2023年6月1日 (木)
[米国] FRBが公表した「地区連銀経済報告(ベージュブック)」によると、米国経済は4月から5月初旬にかけて、前回調査時点からほとんど変わらなかった。全12地区中、4地区は経済活動が緩やかに拡大し、6地区が前回から横ばい、2地区が鈍化したと報告した。労働市場は堅調であるものの、雇用の増加ペースは前回よりも緩やかに、また、物価上昇ペースも緩やかになっている。先行きの景気について、やや悪化するという見方が多いものの、更なる拡大への期待も持たれている。

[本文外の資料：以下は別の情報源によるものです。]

PR #5943, opened 2026-03-04
Fix(agent): Improve tunnel preservation during agent upgrade when using tunnel. Housekeeping of shellhub-agent files in own directory

ltan10:
### What kind of change does this PR introduce?

- [ ] Bugfix
- [ ] New Feature
- [x] Feature Improvment
- [ ] Refactoring
- [ ] Documentation
- [x] Other, please describe:

### Description:

* Organized go based agent config and key files into own dedicated directory in `/etc/shellhub-agent/`
  * Does not remove existing `/etc/shellhub.key` and `/etc/shellhub-agent.env` or `/opt/shellhub/`
  * Best migration procedure would be to copy `shellhub.key` to `/etc/shellhub-agent/shellhub.key` prior to performing installation/upgrade
* Modified default PRIVATE_KEY location value for podman, snap and docker installation in shell install script to `/etc/shellhub-agent`
* ***Restarts shellhub-agent service at end of installation step instead of ending shellhub-agent at start of installation procedure.***
  * ***Reduces risk of removing device from shellhub tunnel network if agent installation/re-installation/upgrade process was performed over shellhub tunnel***

### Migration Guide \**Optional\**

The following guide also applies when migrating from `runc-shellhub-agent` to the native `go-shellhub-agent`.

The following steps are only needed if you want to retain the same device unique ID in ShellHub and avoid creating a new pending request.

If the migration steps are not performed, the device will be registered as a new device, and the pending request will need to be accepted.

1. Manually create `/etc/shellhub-agent/` directory
2. Copy `shellhub.key` from `/opt/shellhub-agent/shelhlub.key` or `/etc/shellhub.key` to `/etc/shellhub-agent/shellhub.key`
3. Perform agent installation/upgrade steps as normal
4. Ensure installation/upgrade was successful and tunnel is active 
5. Able to remove the following `/opt/shellhub-agent/` and `/etc/shellhub.key` and `/etc/shellhub-agent.env`

### DIFF
--- a/agent/installer.go
+++ b/agent/installer.go
@@ -14,7 +14,7 @@ import (
 )
 
 const (
-	agentEnvFile     = "/etc/shellhub-agent.env"
+	agentEnvFile     = "/etc/shellhub-agent/shellhub-agent.env"
 	agentServiceFile = "/etc/systemd/system/shellhub-agent.service"
 	agentServiceName = "shellhub-agent"
 )
@@ -26,7 +26,7 @@ Wants=network-online.target
 Requires=local-fs.target
 
 [Service]
-EnvironmentFile=/etc/shellhub-agent.env
+EnvironmentFile=/etc/shellhub-agent/shellhub-agent.env
 ExecStart={{.BinaryPath}}
 Restart=on-failure
 RestartSec=5
@@ -83,12 +83,12 @@ func registerInstallerCommands(rootCmd *cobra.Command) {
 
 	installCmd.Flags().String("server-address", "", "ShellHub server address")
 	installCmd.Flags().String("tenant-id", "", "Namespace tenant ID")
-	installCmd.Flags().String("private-key", "/etc/shellhub.key", "Path to the agent private key file")
+	installCmd.Flags().String("private-key", "/etc/shellhub-agent/shellhub.key", "Path to the agent private key file")
 	installCmd.Flags().String("preferred-hostname", "", "Preferred device hostname")
 	installCmd.Flags().String("preferred-identity", "", "Preferred device identity")
 	installCmd.Flags().Uint("keepalive-interval", 30, "Keepalive interval in seconds")
 	installCmd.MarkFlagRequired("server-address") //nolint:errcheck
-	installCmd.MarkFlagRequired("tenant-id")       //nolint:errcheck
+	installCmd.MarkFlagRequired("tenant-id")      //nolint:errcheck
 
 	rootCmd.AddCommand(installCmd)
 
@@ -129,6 +129,10 @@ func agentInstall(cfg installerConfig) error {
 	binaryPath, err := filepath.EvalSymlinks(exe)
 	if err != nil {
 		return fmt.Errorf("failed to resolve symlinks: %w", err)
+	}
+
+	if err := os.MkdirAll(filepath.Dir(agentEnvFile), 0755); err != nil {
+		return fmt.Errorf("failed to create directory %s: %w", filepath.Dir(agentEnvFile), err)
 	}
 
 	if err := writeAgentEnvFile(cfg); err != nil {
--- a/agent/installer.go
+++ b/agent/installer.go
@@ -117,9 +117,9 @@ func agentInstall(cfg installerConfig) error {
 		return fmt.Errorf("systemd is not available on this system")
 	}
 
-	// Stop existing service before overwriting files (re-install / upgrade).
-	// Ignore error — service may not exist yet.
-	exec.Command("systemctl", "disable", "--now", agentServiceName).Run() //nolint:errcheck
+	// Best practice would be to disable service here before install/upgrade
+	// If upgrade performed over tunnel, ssh session disconnect, binary gets sighup.
+	// Service will restart at end of install/upgrade
 
 	exe, err := os.Executable()
 	if err != nil {
@@ -147,8 +147,14 @@ func agentInstall(cfg installerConfig) error {
 		return fmt.Errorf("failed to reload systemd daemon: %w", err)
 	}
 
-	if err := exec.Command("systemctl", "enable", "--now", agentServiceName).Run(); err != nil {
+	// For upgrade over tunnel support, just enable service, service reboot later
+	if err := exec.Command("systemctl", "enable", agentServiceName).Run(); err != nil {
 		return fmt.Errorf("failed to enable service: %w", err)
+	}
+
+	// Restarts service to upgraded binary, session dies but tunnel remains active.
+	if err := exec.Command("systemctl", "restart", agentServiceName).Run(); err != nil {
+		return fmt.Errorf("failed to restart service: %w", err)
 	}
 
 	return nil
--- a/agent/installer.go
+++ b/agent/installer.go
@@ -15,7 +15,7 @@ import (
 )
 
 const (
-	agentEnvFile     = "/etc/shellhub-agent.env"
+	agentEnvFile     = "/etc/shellhub-agent/shellhub-agent.env"
 	agentServiceFile = "/etc/systemd/system/shellhub-agent.service"
 	agentServiceName = "shellhub-agent"
 )
@@ -27,7 +27,7 @@ Wants=network-online.target
 Requires=local-fs.target
 
 [Service]
-EnvironmentFile=/etc/shellhub-agent.env
+EnvironmentFile=/etc/shellhub-agent/shellhub-agent.env
 ExecStart={{.BinaryPath}}
 Restart=on-failure
 RestartSec=5
@@ -94,7 +94,11 @@ func registerInstallerCommands(rootCmd *cobra.Command) {
 
 	installCmd.Flags().String("server-address", "", "ShellHub server address")
 	installCmd.Flags().String("tenant-id", "", "Namespace tenant ID")
-	installCmd.Flags().String("private-key", "/etc/shellhub.key", "Path to the agent private key file")
+	installCmd.Flags().String(
+		"private-key",
+		"/etc/shellhub-agent/shellhub.key",
+		"Path to the agent private key file",
+	)
 	installCmd.Flags().String("install-key", "", "Install key used to enroll the device")
 	installCmd.Flags().String("preferred-hostname", "", "Preferred device hostname")
 	installCmd.Flags().String("preferred-identity", "", "Preferred device identity")
@@ -139,6 +143,10 @@ func agentInstall(cfg installerConfig) error {
 	binaryPath, err := filepath.EvalSymlinks(exe)
 	if err != nil {
 		return fmt.Errorf("failed to resolve symlinks: %w", err)
+	}
+
+	if err := os.MkdirAll(filepath.Dir(agentEnvFile), 0755); err != nil {
+		return fmt.Errorf("failed to create directory %s: %w", filepath.Dir(agentEnvFile), err)
 	}
 
 	if err := writeAgentEnvFile(cfg); err != nil {
--- a/agent/installer.go
+++ b/agent/installer.go
@@ -133,7 +133,10 @@ func agentInstall(cfg installerConfig) error {
 		return fmt.Errorf("systemd is not available on this system")
 	}
 
-	exec.Command("systemctl", "disable", "--now", agentServiceName).Run() //nolint:errcheck
+	// Do not disable/stop the service here. During an upgrade over the SSH tunnel,
+	// stopping the service disconnects the session and causes the agent to receive
+	// SIGHUP, which can cause the installation to fail. The service is restarted
+	// at the end of the install/upgrade procedure.
 
 	exe, err := os.Executable()
 	if err != nil {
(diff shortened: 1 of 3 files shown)


otavio (commented):
The biggest problem I foresee here is migrating the field-deployed agents. 

So even though I agree with the idea of this change, we need to consider how we will migrate the existing agents to work with this new approach or provide a backward-compatible way for them to keep working. 

How do you foresee solving this issue?

ltan10:
@shellhub-io/admin

ltan10:
Rebased branch. Proposed change completed.

@otavio any chance PR to be merged for next release?

otavio:
@ltan10 There is still a conflict that needs to be resolved. Can you take a look?

Besides this, I am wondering what tests of the upgrade you have done?

ltan10:
@otavio rebased to the master branch to resolve the conflicts. I've also updated the comments to make more sense.

As for the testing, I have only performed the `STANDALONE` installation method, in both an upgrade and fresh installation capacity. There is no issues with a fresh agent install.

For an upgrade context, I have tested the upgrade over an active remote ShellHub SSH tunnel multiple times, and was successful each of those times. However like with every remote configuration there is a chance that it may fail.

Every upgrade for runc-agent and go-agent always rewrites it's shellhub-agent.env as is normal behavior.

Observations for the tests are mentioned in previous comments. I'll try to summarize them here.

When upgrading from the runc-agent to "ungrouped" go-agent or "ungrouped" go-agent to this "grouped" version, the existing private key is not migrated. As a result, the new agent will generate a new key, and the device will be treated as a new device registration and await acceptance on the dashboard. Subsequently any existing `shellhub.key` and `shellhub-agent.env` from the existing install needs to be manually cleaned.

A migration guide is included in the PR description with steps to preserve the existing key and avoid re-registration.

I have NOT tested the `containerized` install/upgrade of this new agent. It would be great if someone on the team is able to verify their behavior.

agent/installer.go
```diff
@@ -15,7 +15,7 @@ import (
 )
 
 const (
-	agentEnvFile     = "/etc/shellhub-agent.env"
+	agentEnvFile     = "/etc/shellhub-agent/shellhub-agent.env"
```
otavio, line 18: `agentEnvFile` now points at `/etc/shellhub-agent/shellhub-agent.env`, but `agent/pkg/agentd/envfile.go:11` still has:

```go
const defaultEnvFilePath = "/etc/shellhub-agent.env"
```

That is the only production caller (`agent/pkg/agentd/agent.go:171` via `LoadConfigFromEnv`), so the agent runtime never reads the file this installer writes — only systemd does, through `EnvironmentFile=`. Result: `shellhub-agent login` and any manual invocation break on a fresh install, and on an upgrade the stale `/etc/shellhub-agent.env` keeps pointing at the old key path.

More generally, the layout is now described by two hardcoded strings in two packages. A single seam in `agent/pkg/agentd` (`ConfigDir()` / `EnvFilePath()` / `PrivateKeyPath()`) consumed by both the installer and the runtime would have made this class of drift impossible — and there are several more instances of it in `install.sh` below.

agent/installer.go
```diff
@@ -94,7 +94,11 @@ func registerInstallerCommands(rootCmd *cobra.Command) {
 
 	installCmd.Flags().String("server-address", "", "ShellHub server address")
 	installCmd.Flags().String("tenant-id", "", "Namespace tenant ID")
-	installCmd.Flags().String("private-key", "/etc/shellhub.key", "Path to the agent private key file")
+	installCmd.Flags().String(
+		"private-key",
+		"/etc/shellhub-agent/shellhub.key",
+		"Path to the agent private key file",
+	)
```
otavio, line 101: Changing the default is the easy half. There is no code that looks at the legacy `/etc/shellhub.key` (or `/opt/shellhub/shellhub.key`), so an existing device upgraded without the manual steps from the PR description generates a fresh key here and re-enrols as a new pending device.

Please add a fallback: if the new path does not exist and a legacy key does, use (or migrate) the legacy one. The prose guide should be a convenience, not a prerequisite for keeping a device's identity.

agent/installer.go
```diff
@@ -129,7 +133,10 @@ func agentInstall(cfg installerConfig) error {
 		return fmt.Errorf("systemd is not available on this system")
 	}
 
-	exec.Command("systemctl", "disable", "--now", agentServiceName).Run() //nolint:errcheck
+	// Do not disable/stop the service here. During an upgrade over the SSH tunnel,
+	// stopping the service disconnects the session and causes the agent to receive
+	// SIGHUP, which can cause the installation to fail. The service is restarted
+	// at the end of the install/upgrade procedure.
```
otavio, line 139: Our code style allows exactly two kinds of comment: a doc comment on an exported declaration, and a suppression's reason. This is neither — and it's the hardest case of the rule, because it documents code that is no longer here, so nothing in the file is named by it.

The content is genuinely valuable, though: "stopping the service kills the SSH session, the agent takes SIGHUP and the install dies" is exactly the kind of reason that has nowhere in the code to live. Please move it verbatim into the commit body of d5427ac, where `git blame` reaches it from the line that raised the question. Right now the commit says only "Remove pre-install service disable step", so deleting this comment loses the reason entirely.

agent/installer.go
```diff
@@ -141,6 +148,10 @@ func agentInstall(cfg installerConfig) error {
 		return fmt.Errorf("failed to resolve symlinks: %w", err)
 	}
 
+	if err := os.MkdirAll(filepath.Dir(agentEnvFile), 0755); err != nil {
```
otavio, line 151: Two things on this line.

**Mode.** This directory holds the agent private key and a `0600` env file carrying `SHELLHUB_INSTALL_KEY` and the tenant ID. `0755` leaves it world-traversable and makes the per-file bits the only thing protecting those secrets. `0700` is the right mode for a root-owned secret directory.

**Style.** The rest of this file uses Go octal literals (`0o600` at line 207, `0o644` at line 217); please match.

```suggestion
	if err := os.MkdirAll(filepath.Dir(agentEnvFile), 0o700); err != nil {
```

agent/installer.go
```diff
@@ -153,10 +164,17 @@ func agentInstall(cfg installerConfig) error {
 		return fmt.Errorf("failed to reload systemd daemon: %w", err)
 	}
 
-	if err := exec.Command("systemctl", "enable", "--now", agentServiceName).Run(); err != nil {
+	// NOTE: Only enable the service here to maintain the SSH tunnel if one is active.
+	// The service will be restarted after the upgrade.
```
otavio, line 168: Same as above — not a doc comment on an exported symbol and not a suppression reason, so it doesn't survive our comment rule. The `enable`-without-`--now` decision and its pairing with the `restart` below belongs in the commit message.

agent/installer.go
```diff
@@ -153,10 +164,17 @@ func agentInstall(cfg installerConfig) error {
...
+	if err := exec.Command("systemctl", "enable", agentServiceName).Run(); err != nil {
 		return fmt.Errorf("failed to enable service: %w", err)
 	}
 
+	// Finally, restart the service with the newly installed version.
+	if err := exec.Command("systemctl", "restart", agentServiceName).Run(); err != nil {
+		return fmt.Errorf("failed to restart service: %w", err)
+	}
```
otavio, line 176: The comment goes the way of the other two.

On the code: this restart is also a failure seam worth handling. `standalone_install()` in `install.sh` reacts to a non-zero exit from `install` by running `$SUDO rm -f "$INSTALL_BIN"` (line 428) — but by this point the unit has already been `enable`d and its service file written. A restart failure therefore leaves an enabled unit whose `ExecStart` points at a binary that was just deleted, and the next boot fails silently.

Either disable the unit on the error path here, or don't enable until the restart has succeeded.

Also worth capturing stderr from these `exec.Command` calls (`CombinedOutput`) — as written, a failure reaches the user as a bare "failed to restart service" with nothing to act on.

install.sh
```diff
@@ -206,7 +206,7 @@ podman_install() {
   esac
 
   if [ -z "$MODE" ]; then
-    ARGS="$ARGS -e SHELLHUB_PRIVATE_KEY=${PRIVATE_KEY:-/host/etc/shellhub.key}"
+    ARGS="$ARGS -e SHELLHUB_PRIVATE_KEY=${PRIVATE_KEY:-/host/etc/shellhub-agent/shellhub.key}"
```
otavio, line 209: This default moved, but the matching one 35 lines down in the same function did not — line 244 still reads:

```sh
_CKEY="${PRIVATE_KEY:-/host/etc/shellhub.key}"
enroll_agent_interactively "$WRAPPER_PATH" "${_CKEY#/host}"
```

That is the path `enroll_agent_interactively` **waits on**. With no explicit `PRIVATE_KEY`, the container now writes the key to the new location while the wait loop at line 123 polls the old one, times out after 30s, and reintroduces the login-vs-daemon key race that loop exists to prevent.

(GitHub won't let me comment on line 244 — it isn't in the diff.)

install.sh
```diff
@@ -294,7 +294,7 @@ docker_install() {
...
```
otavio, line 297: Same problem as the podman path: line 333 still has `_CKEY="${PRIVATE_KEY:-/host/etc/shellhub.key}"`, so the enrollment wait polls the old location while the container writes the new one.

(Line 333 isn't in the diff, so I can't comment on it directly.)

install.sh
```diff
@@ -378,7 +378,7 @@ snap_install() {
 
     sudo snap set shellhub server-address="$SERVER_ADDRESS"
     sudo snap set shellhub tenant-id="$TENANT_ID"
-    sudo snap set shellhub private-key="${PRIVATE_KEY:-/etc/shellhub.key}"
+    sudo snap set shellhub private-key="${PRIVATE_KEY:-/etc/shellhub-agent/shellhub.key}"
```
otavio, line 381: This one is correct, but its sibling in `standalone_install()` was missed — line 437 still reads:

```sh
enroll_agent_interactively "$SUDO $INSTALL_BIN" "${PRIVATE_KEY:-/etc/shellhub.key}"
```

So the native installer writes the key to `/etc/shellhub-agent/shellhub.key` (per the new flag default) while enrollment waits on `/etc/shellhub.key`.

That is 3 of 6 defaults left stale across this file. Rather than chasing each literal, consider a single variable near the top — `DEFAULT_PRIVATE_KEY=/etc/shellhub-agent/shellhub.key` — that every method derives from.

(Line 437 isn't in the diff, hence the comment here.)

otavio (changes requested):
Thanks for digging into this, and especially for the `systemctl restart`-at-the-end finding — the SIGHUP-over-the-tunnel diagnosis in the thread is correct and that part of the change is the right shape.

I've left inline comments on the specific lines. Below are the items that have no line in the diff to hang off.

### 1. No code-level migration path (blocking)

This is the point I raised earlier in the thread, and it is still open. The PR gives a migration path in prose only: the user must hand-create `/etc/shellhub-agent/` and copy the key before upgrading. Every field-deployed agent whose operator doesn't read the release notes re-enrols as a new pending device, leaving the old accepted device behind with a clashing hostname to be deleted by hand.

We can't ship a silent identity change for existing installs. The agent should fall back to the legacy location when the new one is absent — read `/etc/shellhub.key` (and `/opt/shellhub/shellhub.key`) if `/etc/shellhub-agent/shellhub.key` does not exist, and ideally migrate it on first run. Same for the env file. That turns the migration guide into a safety net rather than a prerequisite.

### 2. `agent/pkg/agentd/envfile.go:11` still points at the old path

```go
const defaultEnvFilePath = "/etc/shellhub-agent.env"
```

This is the only production caller (`agent/pkg/agentd/agent.go:171`, via `LoadConfigFromEnv`), so the runtime never reads the new env file except through systemd's `EnvironmentFile=`. Two consequences:

- **Regression on a fresh install:** `shellhub-agent login` and any manual non-systemd invocation now fail — `LoadConfigFromEnv` requires `SHELLHUB_PRIVATE_KEY`/`SHELLHUB_SERVER_ADDRESS` and the fallback file it was given in 6f57bd00b no longer exists at that path.
- **Split brain on upgrade:** systemd reads the new file, while the stale `/etc/shellhub-agent.env` survives and is what hand-run invocations read — pointing at the *old* key path.

### 3. Docs still document the old paths

`ui/apps/docs/src/pages/get-started/install/{standalone,docker,podman,raspberry-pi}.mdx` still reference `/etc/shellhub.key`.

### 4. The new defaults have no test coverage

`install.bats` passes (82/82), but only because it always exports `PRIVATE_KEY` (line 20) — it never exercises the defaults, in either direction. That is why the three stale defaults flagged inline slipped through. Worth a case that asserts the default path per install method.

### 5. Commit messages

Per our code style, the reason behind a workaround lives in the commit message, not in a comment — see the inline notes. Concretely:

- `0aa4b7b` ("Create directory if doesn't exist.") gives no rationale at all for the path move: no migration story, no reason for the directory mode. Its `chore(agent)` scope also mislabels changes to `install.sh` and `agent/packaging/`.
- `d5427ac` says "Remove pre-install service disable step" but omits *why* — the SIGHUP mechanism currently survives only in the banned comment. That explanation is the valuable part; please move it into the commit body in full.

Happy to re-review once the migration fallback and the stale paths are sorted.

[ロシア] ロシア連邦統計局が発表した4月の工業生産は、前年比5.2%増となった。前月の1.2%増から大幅に拡大した。前年の落ち込みによるベース効果もあるものの、ウクライナ軍事侵攻に伴う軍事産業の需要が増え、政府が軍事支出を増加させていることなどが、製造業活動を活発化させているとみられる。しかし、民間部門の生産の落ち込みが続き、本格的な成長回復への道は遠く、ロシア経済省は4月、2023年の国内総生産(GDP)見通しを▲0.8%から+1.2%に上方修正した。
[オマーン/イラン] 5月28~29日にオマーンのハイサム国王がイランを訪問した。オマーンは全方位外交を行っており、敵を作らず、対立する国同士の仲介に積極的な国で、米国とイランの協議を仲介し2015年のイラン核合意につながるきっかけを作ったことや、2023年3月のイランとサウジアラビアの国交回復に貢献したことも記憶に新しい。5月26日には、オマーンの仲介でイランとベルギーの囚人交換が実現しており、今回の訪問目的も、米政府のメッセージを伝えるためとも、イランとエジプトの外交関係改善のためとも言われている。
[米国/EU] 5月31日、米国・EUによる貿易・投資評議会(TTC)閣僚会合が終了し、共同声明が発表された。TTCは、重要技術や貿易、投資分野にて政策調整を図るための場で、閣僚会合が開催されるのは4回目となる。人工知能(AI)を巡る行動規範策定に向けた米・EUの役割、電気自動車(EV)充電インフラの効率的整備など、広範な課題が協議された。米インフレ抑制法が米・EU間摩擦を生んだが、その解消のカギになるとみられる重要鉱物協定について言及はあったものの、具体的な発表はなかった。また、安全保障上の観点から対外投資審査を行うことの重要性については、G7首脳コミュニケの表現を踏襲し、新たな内容は盛り込まれなかった。
[米国] 5月24日、フロリダ州のデサンティス知事は、共和党大統領候補指名獲得争いへの出馬を表明し、今週は他州に先駆けて党員集会や予備選挙を実施する「序盤州」のアイオワ州やニューハンプシャー州を訪問している。デサンティス氏がフロリダ州で最大の雇用を創出しているウォルト・ディズニーと対立を深める中、米経済界のリーダーからは企業寄りの候補の出馬を求める声が上がっており、バージニア州のヤンキン知事やジョージア州のケンプ知事の名前が浮上している。